(DIRECTIONS) What you give back should be exactly the opening lines of the data, ending with the line that contains "## Description of problem" and including it.

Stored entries
Issue #2761, opened 2019-05-06
Remove DotNetNuke.Library Circular Dependencies


ahoefling:
## Description of problem
The core library `DotNetNuke.Library` utilizes C# Reflection to circumvent a circular dependency problem in the platform. Since `DotNetNuke.Library` can't reference another library (such as `DotNetNuke.Web.Mvc`) that references itself `DotNetNuke.Library`. There is code scattered throughout the platform that uses C# Reflection which loads the assembly at runtime. While this works it creates side-effects in the platform that are prone to runtime crashes and performance slow-downs.

An example of how we are using reflection in the `ModuleControlFactory`
https://github.com/dnnsoftware/Dnn.Platform/blob/c1a352acb1ae7f52549d1e605822f56ae837ed45/DNN%20Platform/Library/UI/Modules/ModuleControlFactory.cs#L58-L64

## Description of solution
My plan/proposal is to extra shared contracts so the different Module Libraries don't need to reference the entire `DotNetNuke.Library` Project. A new project would be created called `DotNetNuke.Library.Contracts`. All shared interfaces and contracts required for the Module Libraries would be moved to the new `DotNetNuke.Library.Contracts` project. This would then be referenced by both `DotNetNuke.Library` and the Module LIbraries. This would then remove the circular dependency and allow us to re-write the code above to

```c#
case ".mvc":
    controlFactory = new MvcModuleControlFactory();
    break;
```

* New Project: `DotNetNuke.Library.Contracts`
* Module Library: References `DotNetNuke.Library.Contracts`
* `DotNetNuke.Library` References: `DotNetNuke.Library.Contracts`

## Reasoning for Change
Creating a contracts project is fundamental to creating the building blocks of a wrapper that **removes the dependency on System.Web**. After completing this feature we would be able to create a wrapper around `System.Web` which will be a big step towards a .NET Core migration.

## Description of alternatives considered
Leaving things the way they are makes a migration off of `System.Web` a very large undertaking. By making changes now that create abstractions around `System.Web` it will make the migration easier to manage in smaller chunks.

## Screenshots
N/A

## Additional context
N/A

I would like to include this change as part of the Razor Pages Feature. It is not required, but **highly** recommended.
Related: #2599

mitchelsellers:
[...]

PR #2774, opened 2019-05-10
Added Dependency Injection to all Module Patterns and Removed Circular Dependencies in Module Pipeline

ahoefling:
# UPDATED 5/13/2019 @ 09:54 EDT
Fixes: #2761 

First major improvement towards .NET Core

## Summary
Removed Reflection calls in the ModuleControlFactory (now the ModuleControlPipeline) by removing Circular Dependencies and adding Dependency Injection.

## Module Pipeline
The different module patterns were invoked in the `ModuleControlFactory` which has been moved to a new library called `DotNetNuke.ModulePipeline`. The root level `ModuleControlFactory` (Yes, there were more than 1) has been renamed to `ModuleControlPipeline` which contains an interface `IModuleControlPipeline` which makes it easy to register into the Dependency Injection Container.

Since all the independent module patterns have the exact same interface of `IModuleControlFactory` we were able to register each Module Pattern with the Dependency Injection container and then inject the different Factories into the `ModuleControlPipeline` where it determines which one to use.

Prior to this change the following libraries where instantiated by reflection with each module load which created a performance hit

* `DotNetNuke.Web.Mvc`
* `DotNetNuke.Web.Razor`

## Dependency Injection
Added the ASP.NET Core Dependency Injection libraries
* `Microsoft.Extensions.DependencyInjection`
* `Microsoft.Extensions.DependencyInjection.Abstractions`

New Dependency Injection Library specific for DNN
* `DotNetNuke.DependencyInjection`

New NUSPEC for 3rd-party libraries using dependency injection. The new library properly depends on the Microsoft NuGets so all the 3rd party developer has to do is include the following library.
* `DotNetNuke.DependencyInjection

Added IDnnStartupto the `DotNetNuke.Common.Globals` which provides easy access anywhere in DNN to use the Service Locator pattern to resolve dependencies. **It is always recommended to use constructor injection when possible, but the `ServiceProvider` provides a workaround if not possible**.

Added `IDnnStartup` interface that exists in the `DotNetNuke.DependencyInjection` library. Any file that implements this interface is invoked at App Start and registers all services in the implemented class. **(See Usage API for more details)**

The `IDnnStartup` is configured at the beginning of the Application Startup logic and is one of the first things that is invoked.

## Usage API
To use the new Dependency Injection Libraries you will add the `DotNetNuke.DependencyInjection` NuGet (which will be available after the next release).

**Example**
 Suppose you have a simple interface of `IMessageService` and an implementation of `MessageService`

**IMessageService**
```c#
public interface IMessageService
{
    string GetMessage();
}
```

Create a `Startup.cs` file like below. 
```c#
{
    {
        services.AddScoped<IMessageService, MessageService>();
    }
}
```

### MVC Modules
Create a `Startup` file like the above example and include it in the MVC Module assembly typically at the root level.

**HomeController**
```c#
public class HomeController : DnnController
{
    protected IMessageService MessageService { get; }
    public HomeController(IMessageService messageService)
    {
        MessageService = messageService;
    }

    public ActionResult Index()
    {
        var model = new HelloWorldModel
        {
            Message = MessageService.GetMessage()
        };
        return View(model);
    }
}
```

### SPA Modules using Web API
Create a `Startup` file like the above example and include it in the MVC Module assembly typically at the root level.

**HomeController**
```c#
public class HomeController : DnnApiController
{
    protected IMessageService MessageService { get; }
    public HomeController(IMessageService messageService)
    {
        MessageService = messageService;
    }

    public string Get()
    {
        return MessageService.GetMessage();
    }
}
```

### WebForms
Create a `Startup` file like the above example and include it in the Web Forms Module assembly typically at the root level.

Web forms doesn't support constructor injection but using the Service Locator pattern you can access the `IMessageService`

```c#
public partial class Index : PortalModuleBase
{
    protected IMessageService MessageService { get; }

    public Index()
    {
        MessageService = DotNetNuke.Common.Globals.DependencyProvider.GetService<IMessageService>();;
    }

    Message => MessageService.GetMessage();
}
```

### Razor3 Modules
Create a `Startup` file like the above example and include it in the Razor3 Module assembly typically at the root level. Make sure to register your model or constructor injection will not work. 

**Startup.cs**
```c#
{
    {
        services.AddScoped<IMessageService, MessageService>();
        services.AddScoped<IndexModel>();
    }
}
```

**IndexModel.cs**
```c#
public class IndexModel
{
    protected IMessageService MessageService { get; }
    public IndexModel(IMessageService messageService)
    {
        MessageService = messageService;
    }

    public string Message => MessageService.GetMessage();
}
```


ahoefling:
@ohine can you take a look at the build considerations with this PR. I added 2 new projects and want to make sure that the installer will include the new assemblies correctly. Here is a list of the new assemblies that need to be included in the bin directory
* `DotNetNuke.DependencyInjection`
* `DotNetNuke.ModulePipeline`
* `Microsoft.Extensions.DependencyInjection`
* `Microsoft.Extensions.DependencyINjection.Abstractions`

As well, I create a `nuspec` file for `DotNetNuke.DependencyInjection` and want to make sure that file gets published to the nuget feed correctly for 9.4

ohine:
For sure, I’ll take a look the build and also get a review going. However first, thank you for this amazing contribution!!

ahoefling:
Perfect! I'll try running the full build locally and verifying it with my different modules that have Dependency Injection built in

nvisionative:
True EPICness!!!  Thank you @ahoefling!

mitchelsellers:
As I mentioned offline, thank you for this Andrew. Amazing contribution. I’ll get a full review in shortly. But your collaboration and documentation on this is fantastic

Build/Tools/NuGet/DotNetNuke.DependencyInjection.nuspec
```diff
@@ -0,0 +1,25 @@
...
+    <license type="expression">MIT</license>
+    <requireLicenseAcceptance>false</requireLicenseAcceptance>
+    <iconUrl>http://www.dnnsoftware.com/favicon.ico</iconUrl>
+    <projectUrl>https://github.com/dnnsoftware/Dnn.Platform</projectUrl>
+    <description>
+      Provides API references needed to use Dependency Injection for the DNN Platform.
+    </description>
+    <copyright>DNN and DotNetNuke are copyright 2002-2019 by DNN Corp. All Rights Reserved.</copyright>
+    <dependencies>
+      <dependency id="Microsoft.Extensions.DependencyInjection" version="2.1.1" />
```
mitchelsellers: Do we need the abstractions package as well?

DNN Platform/DotNetNuke.DependencyInjection/IServiceRegistration.cs
```diff
@@ -0,0 +1,9 @@
+﻿using Microsoft.Extensions.DependencyInjection;
+
+namespace DotNetNuke.DependencyInjection
+{
+    public interface IServiceRegistration
```
mitchelsellers: Can we get XML documentation for this so users will have intelligence detail.

DNN Platform/DotNetNuke.ModulePipeline/ModuleControlPipeline.cs
```diff
@@ -0,0 +1,184 @@
...
+using System.Web.UI;
+#endif
+
+namespace DotNetNuke.ModulePipeline
+{
+
+    public class ModuleControlPipeline
+#if NET472
+        : IModuleControlPipeline
+#endif
```
mitchelsellers: For future support can we just add a comment here as to why this compiler directive was needed

DNN Platform/DotNetNuke.ModulePipeline/Startup.cs
```diff
@@ -0,0 +1,16 @@
+﻿using DotNetNuke.DependencyInjection;
+using DotNetNuke.UI.Modules;
+using Microsoft.Extensions.DependencyInjection;
+
+namespace DotNetNuke.ModulePipeline
+{
+    public class Startup : IServiceRegistration
+    {
+        public void ConfigureServices(IServiceCollection services)
```
mitchelsellers: Similar to above. Note why needed

DNN Platform/DotNetNuke.Web.Mvc/DnnMvcControllerFactory.cs
```diff
@@ -0,0 +1,16 @@
+﻿using DotNetNuke.Common;
+using System;
+using System.Web.Mvc;
+using System.Web.Routing;
+
+namespace DotNetNuke.Web.Mvc
+{
+    class DnnMvcControllerFactory : DefaultControllerFactory, IControllerFactory
```
mitchelsellers: This class is missing an access modifier

DNN Platform/DotNetNuke.Web.Mvc/Extensions/StartupExtensions.cs
```diff
@@ -0,0 +1,23 @@
+﻿using DotNetNuke.Web.Mvc.Framework.Controllers;
+using Microsoft.Extensions.DependencyInjection;
+using System;
+using System.Linq;
+
+namespace DotNetNuke.Web.Mvc.Extensions
+{
+    internal static class StartupExtensions
+    {
+        public static void AddMvc(this IServiceCollection services)
```
mitchelsellers: If we can get some XML comments to document purpose here as well

DNN Platform/DotNetNuke.ModulePipeline/ModuleControlPipeline.cs
ahoefling: I wasn't sure if we wanted to add comments in to explain the reasoning behind this or not. Considering the nature of OSS it is probably best to create the comment in code.

DNN Platform/DotNetNuke.Web.Mvc/DnnMvcControllerFactory.cs
ahoefling: Good catch!

Build/Tools/NuGet/DotNetNuke.DependencyInjection.nuspec
ahoefling: I just confirmed that it is not necessary and I'll remove the `Microsoft.Extensions.DependencyInjection.Abstractions`

valadas:
This is awesome, but yes, I would love xml documentation.

DNN Platform/DotNetNuke.DependencyInjection/IServiceRegistration.cs
ahoefling: I am going to rename `IServiceRegistration` -> `IDnnStartup` to be more consistent with the `Microsoft.AspNetCore.Hosting.IStartup` API (which isn't included yet).  In AspNetCore you can create a `Startup` file by convention or use the `IStartup` interface. The `IDnnStartup` interface will have the convention method of `ConfigureServices` which will be invoked correctly as-is.

Using the `IStartup` interface really isn't an option right now and isn't a good idea as that interface returns an `IServicePrincipal` which won't work well with how many instances of `IDnnStartup` there are going to be when we really take advantage of Dependency Injection.

Here is the AspNetCore Startup logic for reference. 
```c#
public static IWebHostBuilder UseStartup(this IWebHostBuilder hostBuilder, Type startupType)
{
    var startupAssemblyName = startupType.GetTypeInfo().Assembly.GetName().Name;

    hostBuilder.UseSetting(WebHostDefaults.ApplicationKey, startupAssemblyName);

    // Light up the GenericWebHostBuilder implementation
    if (hostBuilder is ISupportsStartup supportsStartup)
    {
        return supportsStartup.UseStartup(startupType);
    }

    return hostBuilder
        .ConfigureServices(services =>
        {
            if (typeof(IStartup).GetTypeInfo().IsAssignableFrom(startupType.GetTypeInfo()))
            {
                services.AddSingleton(typeof(IStartup), startupType);
            }
            else
            {
                services.AddSingleton(typeof(IStartup), sp =>
                {
                    var hostingEnvironment = sp.GetRequiredService<IHostEnvironment>();
                    return new ConventionBasedStartup(StartupLoader.LoadMethods(sp, startupType, hostingEnvironment.EnvironmentName));
                });
            }
        });
}
```

The most common usage in AspNetCore is not using the `IStartup` interface, and I really think in an AspNetCore version of Dnn we should continue to use our own `IDnnStartup` to give us access to our customized startup code for both module pipelines and library code.

DNN Platform/DotNetNuke.ModulePipeline/Startup.cs
ahoefling: Added XML comments

DNN Platform/DotNetNuke.Web.Mvc/DnnMvcControllerFactory.cs
ahoefling: I added XML comments to this class as wel

DNN Platform/DotNetNuke.Web.Mvc/Extensions/StartupExtensions.cs
ahoefling: Added xml comments

DNN Platform/DotNetNuke.DependencyInjection/IServiceRegistration.cs
ahoefling: Added xml comments

ahoefling:
Added some new features that are worth noting.

## IDnnStartup
The `IServiceRegistration` has been renamed to `IDnnStartup` to follow AspNetCore standards. No other changes have been made for this file.

## Safely Load Assemblies
During the startup process every assembly in the bin directory is loaded into the App Domain and our Dependency Injection Startup routines attempt to retrieve All Types. This is used to find the implementations of `IDnnStartup` in each assembly and register services. 

If there is a bad 3rd party assembly that can't load we want it to safely be ignored, otherwise the entire website would crash. When the user tries to use their 3rd-party library they will see usage errors but it will be isolated to their module or similar area not the entire website.

## XML Comments
I went through all new code and added xml comments to properly document everything

ahoefling:
I created a samples repository which has sample modules using Dependency Injection. This sample code demonstrates the basics for registering services and using them. https://github.com/ahoefling/DNN.DependencyInjection.Samples

Currently I have samples for
* MVC
* Razor3
* WebForms

I plan to add a lot more documentation in this repo on using this new feature.

Repo Contains:
* DNN 9.4.0-alpha installer with DI Assemblies
* Private NuGet feed which includes 
  * DotNetNuke.DependencyInjection
  * DotNetNuke.Library
* Sample Modules
  * MVC
  * WebForms
  * Razor3
  * (SPA Coming Soon)

ahoefling:
## Update
Added Dependency Injection for Web Api Controllers in the `DnnApiController`. This is a controller that is commonly used in SPA Modules.

ahoefling:
@ohine can you look at the latest CI build. Looks like the failure is unrelated to my latest changes

ohine:
That's a weird failure for sure, it appears the devops build agent lost internet connectivity? Bizarre. Attempting to re-run that pipeline now...

CBPSC:
EPIC!

bdukes:
This is great!  For constructor injection in Web Forms, were you not able to turn that on for some reason?  Now that we're targetting .NET 4.7.2, you should just be able to set [`HttpRuntime.WebObjectActivator`](https://docs.microsoft.com/en-us/dotnet/api/system.web.httpruntime.webobjectactivator?view=netframework-4.7.2).  If there are issues with that, we don't need to hold up this PR, just wondering if that could be enabled, also.

ahoefling:
@bdukes thanks for bringing up the `HttpRuntime.WebObjectActivator` this is something I was trying to leverage especially for the WebForms modules. Considering the `HttpRuntime.WebObjectActivator` gives us access to the `IServicePincipal` this would be a great object to use for the service locator instead of our `DotNetNuke.Globals.DependencyProvider`. The `HttpRuntime.WebObjectActivator` also should provide dependency injection into WebForms pages, I'm not sure if it works for WebForms controls as many articles I ran across had issues with WebForms controls which is what our WebForms modules are built on top of.

When I tried using the `HttpRuntime.WebObjectActivator` I ran into **a lot** of problems with the website crashing. I had a theory that it was tied to the ClientDependency library but no real way to determine where the problem was because the Application Startup code wasn't running.

bdukes:
:+1: When I had played with it, I got it working somewhat, but only after lots of crashing, so I'm happy to leave that out for now.  Hopefully we can pinpoint the issue and get it working, but it's not a showstopper to get this in.

DNN Platform/DotNetNuke.ModulePipeline/ModuleControlPipeline.cs
```diff
@@ -0,0 +1,194 @@
...
+        // This file multi-targets .NET Framework and .NET Standard,
+        // which is needed as DNN migrates to .NET Core. The 'NET472'
+        // pre-processor directives are to fully support Legacy DNN.
+        // As the Pipeline is upgraded to be more complaint with 
+        // .NET Standard 2.0 use the apprioprate pre-processor directives.
+#if NET472
+        : IModuleControlPipeline
+#endif
+    {
+        private static readonly ILog TracelLogger = LoggerSource.Instance.GetLogger("DNN.Trace");
```
bdukes: Is this a typo?  Should it be `TraceLogger` instead of `TracelLogger`?

bdukes: (I understand this was copied from other code, so the original (lack of) intention may be lost)

DNN Platform/DotNetNuke.ModulePipeline/ModuleControlPipeline.cs
```diff
@@ -0,0 +1,194 @@
...
+            _controlFactories.Add(".vbhtml", razor3);
+            _controlFactories.Add(".mvc", mvc);
+            _controlFactories.Add("default", fallthrough);
+        }
+
+#if NET472
+        private IModuleControlFactory GetModuleControlFactory(string controlSrc)
+        {
+            string extension = Path.GetExtension(controlSrc.ToLowerInvariant());
+            IModuleControlFactory factory = _controlFactories[extension];
```
bdukes: This should use `TryGetValue` instead of the indexer, since a `Dictionary<T,U>` will throw when a key isn't found via the indexer.

DNN Platform/DotNetNuke.ModulePipeline/ModuleControlPipeline.cs
```diff
@@ -0,0 +1,194 @@
...
+            _controlFactories.Add(".cshtml", razor3);
+            _controlFactories.Add(".vbhtml", razor3);
+            _controlFactories.Add(".mvc", mvc);
+            _controlFactories.Add("default", fallthrough);
+        }
+
+#if NET472
+        private IModuleControlFactory GetModuleControlFactory(string controlSrc)
+        {
+            string extension = Path.GetExtension(controlSrc.ToLowerInvariant());
```
bdukes: Consider giving the dictionary a `StringComparer.OrdinalIgnoreCase` argument (on line 43), so that we don't need to worry about casing here

DNN Platform/DotNetNuke.ModulePipeline/ModuleControlPipeline.cs
```diff
@@ -0,0 +1,194 @@
...
+            }
+
+            // set the control ID to the resource file name ( ie. controlname.ascx = controlname )
+            // this is necessary for the Localization in PageBase
+            if (control != null)
+            {
+                var fileNameWithoutExtension = Path.GetFileNameWithoutExtension(controlSrc);
+                if (fileNameWithoutExtension != null)
+                {
+                    control.ID = fileNameWithoutExtension.Replace('.', '-');
```
bdukes: I'm noticing that we don't replace `.` with `-` in `LoadModuleControl` (line 110), anyone know it that's on purpose (or why we're replacing here)? @dnnsoftware/tag @dnnsoftware/tag-group @dnnsoftware/approvers

DNN Platform/DotNetNuke.ModulePipeline/ModuleControlPipeline.cs
```diff
@@ -0,0 +1,194 @@
...
+
+        public Control CreateModuleControl(ModuleInfo moduleConfiguration)
+        {
+            string extension = Path.GetExtension(moduleConfiguration.ModuleControl.ControlSrc.ToLowerInvariant());
+            var moduleControl = new ModuleControlBase();
+            moduleControl.ModuleContext.Configuration = moduleConfiguration;
+
+            switch (extension)
+            {
+                case ".mvc":
```
bdukes: should `IModuleControlFactory` have a `GetLocalResourceFile` method?

DNN Platform/DotNetNuke.ModulePipeline/ModuleControlPipeline.cs
ahoefling: I just copied and pasted this code it needs to be updated to `TraceLogger` thanks for pointing this out.

DNN Platform/DotNetNuke.Web.Razor/DotNetNukeWebPage.cs
```diff
@@ -59,6 +60,14 @@ public abstract class DotNetNukeWebPage<TModel> :DotNetNukeWebPage where TModel
     {
         private TModel _model;
 
+        public DotNetNukeWebPage()
+        {
+            var model = Globals.DependencyProvider.GetService<TModel>();
+            Model = model == null ?
+                Activator.CreateInstance<TModel>() :
+                model;
```
mtrutledge: This could be simplified to Model = model ?? Activator.CreateInstance<TModel>();

DNN Platform/DotNetNuke.ModulePipeline/ModuleControlPipeline.cs
ahoefling: This code is the exact same code copied from the old `ModuleControlFactory`. I am hesitant to make any changes that modifies the original code that was unchanged in this pull request. *I am in support of working through follow up issues. *

If I am in the minority here, we can make changes as needed.

DNN Platform/DotNetNuke.ModulePipeline/ModuleControlPipeline.cs
ahoefling: We can create a `GetLocalResourceFile` to extract a method for this lookup, great idea!

DNN Platform/DotNetNuke.Web.Razor/DotNetNukeWebPage.cs
ahoefling: Yes, we should be able to simplify this. Thanks for the suggestion

DNN Platform/DotNetNuke.ModulePipeline/ModuleControlPipeline.cs
bdukes: No, I completely agree that any issues raised with the copied code should be follow-up issues.

DNN Platform/DotNetNuke.ModulePipeline/ModuleControlPipeline.cs
ahoefling: I was thinking we want the exception to be thrown to display the module error to the user that something is wrong with their code. There is a bigger try-catch statement around this code so the website won't crash but just the module code and display a DNN Error

DNN Platform/DotNetNuke.ModulePipeline/ModuleControlPipeline.cs
ahoefling: Good idea, I'll update this

DNN Platform/DotNetNuke.ModulePipeline/ModuleControlPipeline.cs
ahoefling: Could you create an issue on GitHub for this so we don't lose sight of it? This is something that I am not as familiar with and want to make sure we get it documented correctly

DNN Platform/DotNetNuke.ModulePipeline/ModuleControlPipeline.cs
ahoefling: I originally thought this was new code and not existing code. I think we should mark this as a follow-up item and create a new GitHub Issue. This is the exact same code that was in the original `ModuleControlFactory` that has been ported to this class.

DNN Platform/DotNetNuke.Web/Startup.cs
```diff
@@ -0,0 +1,50 @@
...
+        {
+            var startupTypes = AppDomain.CurrentDomain.GetAssemblies()
+                .Where(x => x != Assembly.GetAssembly(typeof(Startup)))
+                .SelectMany(x => x.SafeGetTypes())
+                .Where(x => typeof(IDnnStartup).IsAssignableFrom(x) &&
+                            x.IsClass &&
+                            !x.IsAbstract);
+
+            var startupInstances = startupTypes
+                .Select(x => (IDnnStartup)Activator.CreateInstance(x));
```
bdukes: We probably need to wrap this in a `try`/`catch`, in case there's a bug in someone's constructor code, we don't want to take the website down.

ahoefling:
@mtrutledge I have fixed your requested change, thanks for the feedback

@bdukes I have fixed some of your requested changes and have some follow up we need to finish in the review. Thanks for the feedback on these!

Website/release.config
```diff
@@ -124,7 +124,7 @@
     <trust level="Full" originUrl=".*" />
     -->
     <!-- set debugmode to false for running application -->
-    <compilation debug="false" strict="false" targetFramework="4.5">
+    <compilation debug="false" strict="false" targetFramework="4.7.2">
```
bdukes: Do we already have code to update the `web.config` on upgrades?

DNN Platform/DotNetNuke.ModulePipeline/ModuleControlPipeline.cs
bdukes: Don't we want it to use the fallback if the extension isn't in the dictionary?  My reading of the code is that it's valid (though uncommon) for an entry to be missing.

DNN Platform/DotNetNuke.Web/Startup.cs
bdukes: @ahoefling this is my only remaining issue/question before I'm ready to approve (just wanted to make sure you didn't miss it since I added while you were reviewing previous comments)

ahoefling: In this scenario let's say someone creates a `Startup` file that implements `IDnnStartup` in their 3rd-party library. They decide to go against the best practices (which happens) and have some code in the constructor that causes an exception. Placing a try-catch around the activator code will prevent the website from crashing.

Yes this makes sense to me, I'll add it in. Great feedback!

Website/release.config
ahoefling: This was missed when I put in the 4.7.2 PR. Where does the upgrade code for the web.config exist? If it is not in there we need to make sure it is included.

DNN Platform/DotNetNuke.ModulePipeline/ModuleControlPipeline.cs
ahoefling: Follow-up item created #2780 marking this as resolved.

DNN Platform/DotNetNuke.Web/Startup.cs
bdukes: I added this comment on the `Select` call, but the `try` would need to be around the `foreach`, FYI.  Wanted to make sure I didn't throw you off track.

DNN Platform/DotNetNuke.ModulePipeline/ModuleControlPipeline.cs
ahoefling: Follow-up item created #2780 marking this as resolved

bdukes: Resolved by opening #2780

DNN Platform/DotNetNuke.Web/Startup.cs
ahoefling: I updated the code and added a try-catch for both the foreach and the select

DNN Platform/DotNetNuke.ModulePipeline/ModuleControlPipeline.cs
bdukes: This one was resolved by #2781

DNN Platform/DotNetNuke.ModulePipeline/ModuleControlPipeline.cs
ahoefling: You are ABSOLUTELY correct, I completely missed this. I will go ahead and fix it. Thanks for pointing this out.

Website/release.config
bdukes: @ohine would this be `Upgrade.cs` code that calls an XML Merge template?

DNN Platform/DotNetNuke.DependencyInjection/Extensions/TypeExtensions.cs
```diff
@@ -0,0 +1,43 @@
+﻿using System;
+using System.Reflection;
+
+namespace DotNetNuke.DependencyInjection.Extensions
+{
+    /// <summary>
+    /// <see cref="Type"/> specific extneions to be used
```
mtrutledge: Minor typo in the comment. "extnesions" should be "extensions"

ahoefling: Good find, thanks for reporting the typo.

(RESPONSE)
Issue #2761, opened 2019-05-06
Remove DotNetNuke.Library Circular Dependencies


ahoefling:
## Description of problem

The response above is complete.